3. Select range A1:C20237 and press Ctrl+F3 > New.  In the name box, enter Dummy
4. Select range A1:C20237 and press Ctrl+T to convert to a Table.  This is to take care of data being added beyond row 20237.
5. Save the file and open a new worksheet (in the same workbook)
6. While on any cell in this new worksheet, go to Data > From Other Sources > From Microsoft Query > Excel Files > OK
7. Navigate to the folder where you saved the file in step 5 above, select the file and click on OK
8. With Dummy selected by default, press the > symbol.  This will show you three column headings in the right hand side box
9. Click on Next three times
10. Select the second option button and click on Finish
11. Click on the SQL button and delete all contents that you see there.  Type the following in the blank white space

TRANSFORM first(Part_code)
SELECT Vendor
FROM dummy
GROUP BY Vendor
PIVOT count

12. Click on OK
13. Go to Data > Return Data to MS Excel
14. In the Import Data box, select Table and in Existing sheet, select cell A1
15. Click on Finish

Data should now appear in the desired format.

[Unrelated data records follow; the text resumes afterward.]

PR #92, opened 2021-03-24
Fetch esal

JeremyTrujillo:
This branches fetches an ESAL's information.

### DIFF
--- a/backend/src/main/java/com/huellapositiva/application/controller/ESALApiController.java
+++ b/backend/src/main/java/com/huellapositiva/application/controller/ESALApiController.java
@@ -1,20 +1,19 @@
 package com.huellapositiva.application.controller;
 
 import com.huellapositiva.application.dto.ESALRequestDto;
+import com.huellapositiva.application.dto.GetESALResponseDto;
 import com.huellapositiva.application.dto.UpdateESALDto;
 import com.huellapositiva.application.exception.ESALAlreadyExistsException;
 import com.huellapositiva.application.exception.InvalidFieldException;
 import com.huellapositiva.application.exception.UserNotFoundException;
-import com.huellapositiva.domain.actions.DeleteESALAction;
-import com.huellapositiva.domain.actions.RegisterESALAction;
-import com.huellapositiva.domain.actions.UpdateESALAction;
-import com.huellapositiva.domain.actions.UploadLogoAction;
+import com.huellapositiva.domain.actions.*;
 import com.huellapositiva.domain.exception.EmptyFileException;
 import com.huellapositiva.domain.exception.UserAlreadyHasESALException;
 import io.swagger.v3.oas.annotations.Operation;
 import io.swagger.v3.oas.annotations.Parameter;
 import io.swagger.v3.oas.annotations.enums.ParameterIn;
 import io.swagger.v3.oas.annotations.media.Content;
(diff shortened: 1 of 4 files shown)


backend/src/main/java/com/huellapositiva/domain/actions/FetchESALAction.java
```diff
@@ -0,0 +1,40 @@
...
+    @Autowired
+    private JpaContactPersonRepository jpaContactPersonRepository;
+
+    public GetESALResponseDto execute(String accountId) {
+        JpaContactPerson jpaContactPerson = jpaContactPersonRepository.findByAccountIdWithProfile(accountId)
+                .orElseThrow(() -> new UserNotFoundException("Contact Person not found. Account ID: " + accountId));
+        JpaESAL joinedEsal = jpaContactPerson.getJoinedEsal();
+
+        GetESALResponseDto.GetESALResponseDtoBuilder builder = GetESALResponseDto.builder();
+        builder.name(joinedEsal.getName())
```
ibaiul: I think this might lead to a NullPointerException in some cases.

I see two flows for creating an ESAL:

1. Flow (no issue)
- Create contact person
- Contact person creates an ESAL and both are linked

2. Flow (multiple issues)
- Reviser creates an ESAL which leads to having an ESAL witthout a ContactPerson
- If you retrieve the ESAL you get a NPE, also there is no apparent way to link a ContactPerson to an ESAL that was created by a reviser.

backend/src/main/java/com/huellapositiva/application/controller/ESALApiController.java
```diff
@@ -104,6 +105,51 @@ public void registerESAL(@Validated @RequestBody ESALRequestDto dto,
...
+                            content = @Content(mediaType = "application/json")
+                    ),
+                    @ApiResponse(
+                            responseCode = "500",
+                            description = "Internal server error, could not fetch the esal data due to a connectivity issue.",
+                            content = @Content(mediaType = "application/json")
+                    )
+            }
+    )
+    @GetMapping
```
ibaiul: GET /esal/{id} and check that the ContactPerson is the real owner of the ESAL

GET / is reserved to retrieve all resources or a paginated list

Consider that in the future a volunteer should also be able to retrieve public/limited set of information about an ESAL using the same endpoint.

fetchEsalAction.executeAsOwner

For any changes to data in range A2:B20237, right-click on any cell in the output range and select Refresh.  Furthermore, since the range has been converted to a Table, you may even add further rows of data and simply right-click to Refresh the output data range.

To improve performance of your workbook, you may want to copy the formulas in column C and paste them as Values (Paste Special > Values).  Once again, do not paste special all values at once - do so in groups of 5,000 rows to prevent Excel from crashing and/or taking unduly long to process.